I go no higher than a 600 grit stone on any of my hunting or skinning knives. And quite often stop at 400 and might give a few passes on a very firm strop. A toothy edge works great and lasts much longer than a more polished edge for those purposes IMHO. Completely dependent on the steel as to what type of stone needed.
 
David Martin David Martin Recently I have been stropping on plain cardboard; it just seems easier than stone deburring to me. Do you get a better edge off the stones, or do you actually find it easier?
 
David Martin David Martin I guess I need to experiment more. I haven't noticed over refinement stropping on plain cardboard; this experiment gave me good slicing aggression and I finished on cardboard for example. But there's always room to improve.

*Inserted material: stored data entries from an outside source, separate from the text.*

PR #115, opened 2018-09-20
T15371: allow installing via system helper without copying

uajain:
Wip branch for shooting double disk issue.

PR opened for more concrete discussion(implementation-wise).

https://phabricator.endlessm.com/T15371


system-helper/flatpak-system-helper.c
```diff
@@ -141,6 +205,123 @@ no_progress_cb (OstreeAsyncProgress *progress, gpointer user_data)
...
+  if (ongoing_pulls == NULL)
+    ongoing_pulls = g_ptr_array_new ();
+
+  msg = g_dbus_message_new_method_call ("org.freedesktop.DBus",
+                                        "/org/freedesktop/DBus",
+                                        "org.freedesktop.DBus",
+                                        "GetConnectionCredentials");
+  g_dbus_message_set_body (msg, g_variant_new ("(s)", sender));
+
+  reply = g_dbus_connection_send_message_with_reply_sync (connection, msg,
```
pwithnall: It would be significantly simpler to call `g_dbus_connection_call_sync()` instead.

system-helper/flatpak-system-helper.c
```diff
@@ -141,6 +205,123 @@ no_progress_cb (OstreeAsyncProgress *progress, gpointer user_data)
...
+            }
+        }
+    }
+
+  for (guint i = 0; i < ongoing_pulls->len; i++)
+    {
+      FlatpakSystemHelperOngoingPull *pull_tmp;
+
+      pull_tmp = g_ptr_array_index (ongoing_pulls, i);
+      if (pull_tmp->uid = uid)
```
pwithnall: `==`

system-helper/flatpak-system-helper.c
```diff
@@ -141,6 +205,123 @@ no_progress_cb (OstreeAsyncProgress *progress, gpointer user_data)
...
+    }
+
+  if (uid_pull_count > MAX_PULLS_PER_USER)
+    {
+      g_dbus_method_invocation_return_error (invocation, G_DBUS_ERROR, G_DBUS_ERROR_FAILED,
+                                             "Maximum number of pulls per user exceeded for UID: %u", uid);
+      return TRUE;
+    }
+
+  cache_tmpdir = g_strdup ("flatpak-cache-XXXXXX");
```
pwithnall: No need for the `g_strdup()` here.

system-helper/flatpak-system-helper.c
```diff
@@ -141,6 +205,123 @@ no_progress_cb (OstreeAsyncProgress *progress, gpointer user_data)
...
+    {
+      g_dbus_method_invocation_return_error (invocation, G_DBUS_ERROR, G_DBUS_ERROR_FAILED,
+                                             "Cannot create directory for bindfs mount at: %s", user_folder);
+      return TRUE;
+    }
+
+  new_pull = system_helper_ongoing_pull_new (connection, uid, arg_ref, optional_commit, user_folder);
+  g_ptr_array_add (ongoing_pulls, new_pull);
+
+  if (g_find_program_in_path ("bindfs") != NULL)
```
pwithnall: This will leak the program’s path.

system-helper/flatpak-system-helper.c
```diff
@@ -1245,7 +1426,8 @@ flatpak_authorize_method_handler (GDBusInterfaceSkeleton *interface,
            g_strcmp0 (method_name, "PruneLocalRepo") == 0 ||
            g_strcmp0 (method_name, "EnsureRepo") == 0 ||
            g_strcmp0 (method_name, "RunTriggers") == 0 ||
-           g_strcmp0 (method_name, "UpdateSummary") == 0)
+           g_strcmp0 (method_name, "UpdateSummary") == 0 ||
+	   g_strcmp0 (method_name, "CreatePullCacheDir") == 0)
```
pwithnall: Nitpick: Indentation seems wrong.

system-helper/flatpak-system-helper.c
```diff
@@ -141,6 +205,123 @@ no_progress_cb (OstreeAsyncProgress *progress, gpointer user_data)
...
+
+  system = dir_get_system (arg_installation, &error);
+  if (system == NULL)
+    {
+      g_dbus_method_invocation_return_gerror (invocation, error);
+      return TRUE;
+    }
+
+  if (ongoing_pulls == NULL)
+    ongoing_pulls = g_ptr_array_new ();
```
pwithnall: This never gets freed, which will make valgrinding the system helper harder, by showing up in the valgrind output as a kind of false positive.

system-helper/flatpak-system-helper.c
```diff
@@ -141,6 +205,123 @@ no_progress_cb (OstreeAsyncProgress *progress, gpointer user_data)
...
+    {
+      FlatpakSystemHelperOngoingPull *pull_tmp;
+
+      pull_tmp = g_ptr_array_index (ongoing_pulls, i);
+      if (pull_tmp->uid = uid)
+        {
+          uid_pull_count++;
+          /*
+          * If there is a already a partial pull available, return that.
+           */
```
pwithnall: Is this a comment describing the code in its current state, or describing something which is still to be implemented? If the latter, I suggest prefixing it with `TODO: ` so that it’s clear to you (via `git grep`) what still needs to be done; and it’s clear to any reviewers too.

system-helper/flatpak-system-helper.c
```diff
@@ -141,6 +206,137 @@ no_progress_cb (OstreeAsyncProgress *progress, gpointer user_data)
...
+  g_autoptr(GVariant) value = NULL;
+  uid_t uid;
+
+  credentials = g_dbus_connection_call_sync (connection,
+                                             "org.freedesktop.DBus",
+                                             "/org/freedesktop/DBus",
+                                             "org.freedesktop.DBus",
+                                             "GetConnectionCredentials",
+                                             g_variant_new ("(s)", sender),
+                                             NULL, G_DBUS_CALL_FLAGS_NONE, G_MAXINT, NULL, error);
```
wjt: Pass `G_VARIANT_TYPE ("(a{sv})")` for the (currently-`NULL`) `reply_type` parameter here.

system-helper/flatpak-system-helper.c
```diff
@@ -141,6 +206,137 @@ no_progress_cb (OstreeAsyncProgress *progress, gpointer user_data)
...
+
+  if (credentials == NULL)
+    {
+      g_dbus_method_invocation_return_error (invocation, G_DBUS_ERROR, G_DBUS_ERROR_FAILED,
+                                             "Error calling GetConnectionCredentials over D-Bus");
+      return TRUE;
```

What is your method for deburring on stones, please?
 
Edge leading & edge trailing strokes with a higher spine. And light pressure. I'm not speaking of 'Over refinement'. I'm speaking of further refinement, is what stropping will do. DM
 
About 40 years ago, I stopped using regular knives for skinning and bought a dedicated skinning knife. Even though it's an "El Cheapo" Chicago Cutlery, it's made all the difference in the world.
skinning knife.jpeg
 
About 40 years ago, I stopped using regular knives for skinning and bought a dedicated skinning knife. Even though it's an "El Cheapo" Chicago Cutlery, it's made all the difference in the world.
View attachment 1341778
That looks a lot like the knife I ended up using to skin a hog, because it was lying around the skinning rack. Coarse edge, worked great. Had to take it to a steel a couple times while skinning though. Hog hide is much tougher on knives than deer or elk, especially if you get a big boar. They develop a thick layer of "armor" all over the front of their torso that dulls out knives very quickly. I think my Spyderco Gayle Bradley in CPM-M4 will be up to the task. I don't always have a skinning rack and if you're skinning on the ground a smaller knife is better.
 
Is that better for skinning than a nice polished edge with a toothy micro-bevel? Just curious and trying to learn.
Yes, a toothy edge at 400 to 600 will work better for skinning and a polished edge better at paper thin cuts on a tomato or such.
 
What about a polished edge with a toothy micro-bevel?

Not sure what you mean. If you sharpen an edge, let's say all the way to 8000 grit, but then you put on a microbevel at 600 grit, then the apex is going to be 600 grit. Might as well have not bothered taking it all the way to 8000 grit in the first place.
 
Not sure what you mean. If you sharpen an edge, let's say all the way to 8000 grit, but then you put on a microbevel at 600 grit, then the apex is going to be 600 grit. Might as well have not bothered taking it all the way to 8000 grit in the first place.

The toothy microbevel is supposed to be about 4 or 5 degrees wider than the polished edge.